# "Bringing up religion" hurdle to witnessing



## nwink (Jun 10, 2011)

I know it all depends on the situation, context and people involved...but is it usually better to try to initiate religious conversation happen with non-Christians (at work, for example)...OR to spur religious conversation off of something that a non-Christian might say? The thing I've noticed is that religious-related topics almost never come up in some circles because average non-religious people just don't talk much about religious-related things.

On a similar note, how can a Christian start discussing Christian truth with others in a non-confrontational way? I'm a non-confrontational person, so bringing up something like politics is the last thing I would ever talk about in a mixed group of people (with co-workers, etc), and so it's hard to know how to bring up religious conversation sometimes. How have you overcome this "hurdle"?


----------



## Notthemama1984 (Jun 10, 2011)

nwink said:


> How have you overcome this "hurdle"?



Invite them to church. 

Be ready to respond to questions other people have, but I do not think you should be actively searching for a way to bring up Christian truth.


----------



## J. Dean (Jun 10, 2011)

I usually start by bringing up something with relationship to church, like "In my Bible study last week, the topic of Michigan football came up, and..."

From there, I use it as a springboard to insert more and more about being a Christian, which has been a great way to open the door.

Let me say this, though: the gospel by its very nature is confrontational. Eventually, an unbeliever is confronted with the truth that they are a sinner, that they cannot save themselves, and that only through putting saving faith in Jesus Christ which leads to repentance will one be saved. It's going to happen. That doesn't mean, necessarily, that it will become a shouting match, but it does mean that there are people who will say "I don't want to deal with this or talk about it right now." And when that happens, I say, "Well, anytime you want to bring it up again and talk about it, let me know."
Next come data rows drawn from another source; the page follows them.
PR #3288, opened 2025-03-25
Fix issue with slider span being set to default values when optChanged is called

mbqnano:
Fixed: When optChanged is called without span related options being included (eg. only enable option), the span is reset to default values

### DIFF
--- a/pyqtgraph/parametertree/parameterTypes/slider.py
+++ b/pyqtgraph/parametertree/parameterTypes/slider.py
@@ -95,20 +95,21 @@ class SliderParameterItem(WidgetParameterItem):
             # This is fine, since errors are from the parent scope which will stabilize after the widget is
             # constructed anyway
             pass
-        span = opts.get('span', None)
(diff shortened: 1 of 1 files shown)


pyqtgraph/parametertree/parameterTypes/slider.py
```diff
@@ -95,20 +95,21 @@ def optsChanged(self, param, opts):
...
-            span = np.arange(start, stop + step, step)
-        precision = opts.get('precision', 2)
-        if precision is not None:
-            span = span.round(precision)
-        self.span = span
-        self.charSpan = np.char.array(span)
-        w = self.slider
-        w.setMinimum(0)
-        w.setMaximum(len(span) - 1)
+        if not hasattr(self,'span') or 'limits' in opts or 'step' in opts or 'span' in opts:
```
ntjess, line 98: I feel it will be more readable/maintainable to move this check to after the `suffix` check, and early return on false

PR #3292, opened 2025-03-27
Lazy evaluation of mkColor error string

jdranczewski:
At the start of `mkColor`, an error message is constructed just in case an Exception needs to be raised. This is fair enough, as the message is then used in a couple of different places within the function.

Unfortunately this process involves an array to string conversion, and this does add up, especially when setBrush is used on a scatter plot with different colours for every point, where mkColor is called for _every_ point. In my testing with around 200 points, perceptible lag is introduced, and around 50% of the `setBrush` call time is actually used up generating these error messages that never get used.

I propose to switch the error message to lazy evaluation - it's still defined at the top, but only evaluated when the error message needs to be raised.

Only problem I can see with this is if `mkColor` changes the value of `args` at any point, the value shown in the error message will not match the arguments provided by the user. I don't see any code modifying the values in `args` within `mkColor` though.

Example benchmarking code, run within Jupyter for convenience, with the `snakeviz` extension for profiling:
```python
import pyqtgraph as pg
import numpy as np
%load_ext snakeviz
%gui qt

w = pg.PlotWidget()
w.show()

w.addItem(scatter := pg.ScatterPlotItem(
    np.random.random(300),
    np.random.random(300)
))
colours = np.random.random((300, 4))*255
%snakeviz scatter.setBrush(colours)
```
Results: `setBrush` takes 0.170s, of which `mkColor` is 0.117s, and `_array_repr_implementation` is 0.0974s (54% of `setBrush`).

### DIFF
--- a/pyqtgraph/functions.py
+++ b/pyqtgraph/functions.py
@@ -267,7 +267,7 @@ def mkColor(*args) -> QtGui.QColor:
      QColor          QColor instance; makes a copy.
     ================ ================================================
     """
-    err = 'Not sure how to make a color from "%s"' % str(args)
+    err = lambda: 'Not sure how to make a color from "%s"' % str(args)
     if len(args) == 1:
         if isinstance(args[0], str):
             c = args[0]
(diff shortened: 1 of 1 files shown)


j9ac9k:
...my goodness.  That error string constructor has been with us since the beginning of the library

image

The lazy constructor is a good way to go; I would say since this error message is just used in 3 places, we just have the string constructor happen in each of the 3 places ... but ... wow... wonder how much of our debugging of ScatterPlotItem performance issues has been because of this...

j9ac9k:
Thank you so much for the PR @jdranczewski  Merging!

PR #3295, opened 2025-04-03
don't relink shader program where it is not needed

pijyoi:
Explicitly binding vertex attrib 0 and relinking the shader program was a workaround needed for `GLGraphicsItem`s that use constant attribute values. i.e. those that make calls to `glVertexAttrib*`

`GLImageItem` and `GLVolumeItem` do not fall into that category but the workaround was copy-and-pasted into their implementation. This PR removes the unneeded code.


j9ac9k:
Thanks for the cleanup @pijyoi Merging

PR #3297, opened 2025-04-04
fix: GLLinePlotItem uploading vbo perpetually

pijyoi:
`GLLinePlotItem` was uploading vbo perpetually as it did not reset its dirty state.


j9ac9k:
Thanks for the fix/correction!

PR #3309, opened 2025-05-15
Fix bug preventing console showing more than one uncaught exception

campagnola:
Console has the ability to display tracebacks for caught exceptions, but will ignore all but the first one. 

To test:
- run examples/console_exception_inspection.py 
- uncheck "only uncaught exceptions"
- click "raise and catch exception"; traceback is shown
- click "clear stack"
- click "show next exception"
- click "raise and catch exception" again; traceback _should be_ shown again


j9ac9k:
Thanks @campagnola LGTM, merging

PR #3314, opened 2025-05-28
Alignment option for GLTextItem

swvanbuuren:
This commit adds the option for aligning `GLTextItem` instances. Alignment is set using a new input argument in the form of a `QtCore.Qt.AlignmentFlag`. The corresponding `GLTextItem` example has been updated to also demonstrate the alignment feature.

I plan to also contribute 3D grid axes ([as demonstrated in the showcase section](https://github.com/pyqtgraph/pyqtgraph/discussions/2588#discussioncomment-11258934)), which requires this feature.


j9ac9k:
Thanks for the PR @swvanbuuren  it's good to see the 3D plots getting some attention! Diff LGTM, merging.

Issue #3250, opened 2025-02-17
Add option to hide grid on minor ticks


mfeingesicht:
### Short description
I have recently updated from PyQtGraph version 0.13.3 to version 0.13.7. Users of the software I write have noticed that the plots using version 0.13.7 now have vertical/lines for all minor ticks instead of only major ticks as in version 0.13.3. Would it be possible to have the option to hide the grid on minor ticks ?

### Code to reproduce
```python
import pyqtgraph as pg
from PyQt5.QtGui import QGuiApplication

# Create window
win = pg.GraphicsLayoutWidget(show=True)
win.setWindowTitle('pyqtgraph example: Scrolling Plots')

# Add plot
axis = win.addPlot(1, 1, pen=pg.mkPen(color='#000000'))

# Show grid
axis.showGrid(x=True, y=True)

QGuiApplication.exec_()
```

### Tested environment(s)

 * PyQtGraph version: 0.13.3 (grid only on major ticks), 0.13.7 (grid on major and minor ticks)
 * Qt Python binding: PyQt5 5.15.6 Qt 5.15.2
 * Python version: 3.10.1
 * NumPy version: 1.26.4
 * Operating system: Windows 10
 * Installation method: pip

PR #3318, opened 2025-06-02
AxisItem: Allow hiding minor ticks

2xB:
Fixes pyqtgraph#3250, which originated from #2827 (therefore maybe @NilsNemitz has an opinion on this?).

This can be used as follows, adapting the example from the above issue:

```python3
import pyqtgraph as pg

app = pg.mkQApp()

# Create window
win.setWindowTitle('pyqtgraph example: Scrolling Plots')

# Add plot
plot = win.addPlot(1, 1, pen=pg.mkPen(color='#000000'))

# Show grid
plot.showGrid(x=True, y=True)
#plot.getAxis('bottom').style["maxTickLevel"] = 0 # replaced by proper setter thanks to comment by NilsNemitz
#plot.getAxis('left').style["maxTickLevel"] = 0
plot.getAxis('bottom').setStyle(maxTickLevel=0)
plot.getAxis('left').setStyle(maxTickLevel=0)

app.exec()
```

@mfeingesicht Could you test if this solves your use case?


NilsNemitz:
Hi @2xB, thank you for adding internal logic for the sub ticks. The code should absolutely have that!

There's probably a follow-up discussion to be had what a reasonable API might look like, since currently `AxisItem` doesn't really seem to expect the user to interact with its settings very much. For the moment communicating through the `style` property looks surprisingly reasonable.

#2827 tried to touch the overall logic as little as possible. It tried to adjust the math to produce a helpful number of ticks (e.g. more than one, I think) in a wider range of cases. The same adjustments also allowed the existing minor tick logic to actually produce visible ticks more regularly, I believe that produced the change that #3250 points out.

There's no deeper meaning to the appearance of extra ticks.

NilsNemitz:
@2xB this looks good to me and is a nice, efficiently minimal change.

Could you maybe add a short description of the `maxTickLevel` parameter to the documentation of `setStyle()`?

2xB:
@NilsNemitz Sure, I added a short documentation to `setStyle`!

NilsNemitz:
Thank you!

Given the name of the `maxTickLevel` parameter, I think it might be better if the documentation discusses major ticks and minor ticks here, rather than the grid. Although considering that the grid motivated the PR, maybe
```
 - 0: Show only major ticks
 - 1: Show major ticks and one level of minor ticks
 - 2: Show two levels of minor ticks (higher CPU usage) 

This setting also affects the displayed grid.
```
might be a reasonable inclusion?

2xB:
Sure! I minorly rephrased it so the grid is mentioned in a concise description at the beginning of the text.

NilsNemitz:
Hi @2xB , we've been having some trouble with the tests, which might be better now.

If you make another change, the tests should rerun automatically, and we'll see. On that note, maybe you could go to line 234 and change 
```
``float``,``int`` or ``None``               to
``float``, ``int`` or ``None``    
```
?
It's not related to your PR, but it is right next to your maxTickLevel documentation. I hope that will fix the rendering of [int] in the documentation.

PR #3330, opened 2025-06-19
Fixed bug that significantly degraded zooming performance for line plots

oyvindlr:
I noticed when going from the latest stable release (13.7) to the development version, that the performance of zooming in a large line plot (using peak auto-downsampling, but I'm unsure if that was relevant) was significantly worse. 
By binary searching commits for the issue, I found that it occured after commit no  d13e2ce, which should be purely about documentation and linting. 
The offending line caused "all_finite" to never be updated, and stay as None forever.


pijyoi:
Nice catch! https://github.com/pyqtgraph/pyqtgraph/commit/d13e2ce27cba1ff45fb5128e7f5c553f1b97cdaa effectively undid the optimization made in #2720

PR #3331, opened 2025-06-19
Improve DateAxisItem skipFactor calculation

Servall4:
Replace local array copy with int multiplier.

### DIFF
--- a/pyqtgraph/graphicsItems/DateAxisItem.py
+++ b/pyqtgraph/graphicsItems/DateAxisItem.py
@@ -129,13 +129,13 @@ class TickSpec:
     def skipFactor(self, minSpc):
         if self.autoSkip is None or minSpc < self.spacing:
             return 1
-        factors = np.array(self.autoSkip, dtype=np.float64)
+        multiplier = 1
         while True:
-            for f in factors:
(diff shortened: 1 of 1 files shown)


oyvindlr:
If you're optimizing this, might as well try to skip the outer loop altogether. Something like

```python
def skipFactor(self, minSpc):
    if self.autoSkip is None or minSpc < self.spacing:
            return 1
    minSkipFactor = minSpc/self.spacing
    multiplier = 1
    #autoskip is sorted, so autoskip[-1] is the largest value
    if self.autoskip[-1]< minSkipFactor:
        multiplier = minSkipFactor/self.autoskip[-1] #The exact multiplier needed for multiplier*autoskip[-1] to be equal to minSkipFactor
        multiplier = 10**np.ceil(np.log10(multiplier)) #The closest power of 10 that causes multiplier*autoskip[-1] to be larger than minSkipFactor
    index = numpy.searchsorted(self.autoskip, minSkipFactor/multiplier) #First index in autoskip*multiplier which gives a larger value than minSkipFactor
    return self.autoskip[index] * multiplier
```
Note: I have not tested this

And finally: _You are responsible for bearing witness to the truth. You are NOT responsible for changing people. That is God's work, and God's work alone._ This stressed me out in my Arminian days, and it is the reason for a lot of bad practice in Arminian churches and evangelism. You bear witness, you be ready to give an answer. What happens after that is in God's hands. When you realize this, it makes witnessing a whole lot easier on you.


----------



## Philip (Jun 10, 2011)

Nathan, I've found that in whatever context I'm in, the subject comes up. Maybe it's the fact that I ask for all Sundays off, or when traveling in Britain, "I'm going to evensong at the Parish Church, want to come?" I've found that God provides the context, more often than not.


----------



## Kim G (Jun 10, 2011)

It drives me crazy when Christians try to manufacture reasons to talk about their faith in a non-religious setting. It's so contrived and drives people away. Just exhibit good character traits and enjoy being friendly with those around you. One-on-one conversations will eventually come up, like when a coworker has a bad day and knows he/she can talk to you about it because you listen and care. I had multiple chances to talk about the Lord at my job, and I never had to contrive a reason to talk about Him. When people are hurting and need comfort, point them to Christ. When they are mad about a coworker and wonder why you won't gossip with them, point them to Scripture. Stuff like this comes up all the time.


----------



## Goodcheer68 (Jun 10, 2011)

nwink said:


> but is it usually better to try to initiate religious conversation happen with non-Christians (at work, for example)...OR to spur religious conversation off of something that a non-Christian might say?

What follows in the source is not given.